Issue #174, opened 2021-08-06
Make TransactionInstruction construction accessible to non C# languages


liquizard:
**Is your feature request related to a problem? Please describe.**
Some .Net languages like VB.Net do not support init only setters.
This prevents the construction of TransactionInstruction instances.

**Describe the solution you'd like**
A simple workaround to allow the creation of TransactionInstruction via a Create() method.
Suggest a separate Factory class to keep this Create method away from the main way users would interact with this class.
e.g.

    TransactionInstructionFactory.Create(_program_id.KeyBytes(), keys, data)

Pull request incoming.

**Describe alternatives you've considered**
Changing properties etc. - too much impact for what is a minority edge case.

murlokito:
I'm assuming this is for instructions related to programs we haven't implemented yet?

liquizard:
Howdy - yes, I'm reverse engineering Tulip harvest and ran into this issue when creating the a program class in my prototyping.

murlokito:
Alright sounds good to me. I'm wondering if the same issue affects the programs we have already implemented but I'm assuming they work fine?

murlokito:
Also, if you're down to make it something robust and to potentially releasing it on NuGet, we'd be happy to eventually add it to the list of ecosystem libraries in the README. We'd like to have a cool list of program implementations which aren't using Anchor, since in due time we'll have code generation for Anchor based programs :)

liquizard:
The issue does not affect your built-in programs. 
They work fine, as they have their own factory methods, e.g.

        Dim builder As New TransactionBuilder()
        builder.
            SetRecentBlockHash(blockHash.Result.Value.Blockhash).
            SetFeePayer(fromAccount).
            AddInstruction(MemoProgram.NewMemo(fromAccount, "Hello from Sol.Net :)")).
            AddInstruction(SystemProgram.Transfer(fromAccount, toAccount, 100000))

This issue only crops up when implementing anything that needs to create its own TransactionInstruction instances. 

Thanks - would be happy to share.
Got harvest working, still trying to fathom the enumeration of vaults that belong to an account like Step does.
Any pointers would be greatly appreciated :-)

murlokito:
Would need to take a look at the Tulip structures to know for sure, but I'm assuming the "owner" account is referenced somewhere in the structure, in that case I think you can use `GetProgramAccounts` with the Tulip address and filtering by the offset and comparing with the owner's address at that given offset.

[...]

PR #175, opened 2021-08-06
Adds TransactionInstructionFactory

liquizard:
| Ready | Workaround | Yes (addition) | #174 

## Problem
See #174 

## Solution
Added a separate TransactionInstructionFactory class with static Create method.
Not sure whether I've picked the right namespace, don't mind if you want to relegate this to a Helpers/Utilities class/namespace
Let me know if you'd like this moving/renaming.

Thanks!

### DIFF
--- a/src/Solnet.Rpc/Builders/TransactionInstructionFactory.cs
+++ b/src/Solnet.Rpc/Builders/TransactionInstructionFactory.cs
@@ -12,8 +12,8 @@ namespace Solnet.Rpc.Builders
     {
 
         /// <summary>
-        /// Helper method to make TransactionInstruction objects available to languages
-        /// that do not currently support immutable init-only setters like VB.Net
+        /// Helper method to make TransactionInstruction objects available to outside Program implementations in 
+        /// languages that do not currently support immutable init-only setters like VB.Net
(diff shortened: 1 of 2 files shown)


src/Solnet.Rpc/Builders/TransactionInstructionFactory.cs
```diff
@@ -0,0 +1,41 @@
...
+    /// </summary>
+    public static class TransactionInstructionFactory
+    {
+
+        /// <summary>
+        /// Helper method to make TransactionInstruction objects available to outside Program implementations in 
+        /// languages that do not currently support immutable init-only setters like VB.Net
+        /// </summary>
+        /// <param name="programId"></param>
+        /// <param name="keys"></param>
```
murlokito, line 19: Would just like to see these comments here, looks good to me otherwise :)

murlokito (approved):
Just that one comment and will merge it :)

src/Solnet.Rpc/Builders/TransactionInstructionFactory.cs
liquizard: Sorted ✔️

PR #178, opened 2021-08-08
Added new flags and reworked old tests to use reflection

### LINKED ISSUE #177: Add flags which use different values for masking
In the context of `Solnet.Serum` due to the recent addition of the Permissioned Markets feature, three new bit masks were [added](https://github.com/project-serum/serum-dex/blob/master/dex/src/state.rs#L59) to the `AccountFlags` structure, making the current `ByteFlag` no longer enough to hold all of the possible values.

Proposing additions:
- `ShortFlag` as an intermediary
- `LongFlag` as a long term safe bet

murlokito:
| Read | Feature/Refactor | Yes | Closes #177  |

## Problem

See #177

## Solution

Added new types of flags using `Flag<T>` and reworked the `ByteFlag` tests to use reflection

### DIFF
--- a/src/Solnet.Programs/Abstract/ByteFlag.cs
+++ b/src/Solnet.Programs/Abstract/ByteFlag.cs
@@ -8,42 +8,42 @@ namespace Solnet.Programs.Abstract
         /// <summary>
         /// Check if the 1st bit is set.
         /// </summary>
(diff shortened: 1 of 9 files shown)


tiago18c (approved):
LGTM;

• [TASK DETAILS]
The lines that mention the word "like" should be pulled from the records above.

• [RESPONSE]
Some .Net languages like VB.Net do not support init only setters.
**Describe the solution you'd like**
Also, if you're down to make it something robust and to potentially releasing it on NuGet, we'd be happy to eventually add it to the list of ecosystem libraries in the README. We'd like to have a cool list of program implementations which aren't using Anchor, since in due time we'll have code generation for Anchor based programs :)
Got harvest working, still trying to fathom the enumeration of vaults that belong to an account like Step does.
Let me know if you'd like this moving/renaming.
-        /// that do not currently support immutable init-only setters like VB.Net
+        /// languages that do not currently support immutable init-only setters like VB.Net
+        /// languages that do not currently support immutable init-only setters like VB.Net
murlokito, line 19: Would just like to see these comments here, looks good to me otherwise :)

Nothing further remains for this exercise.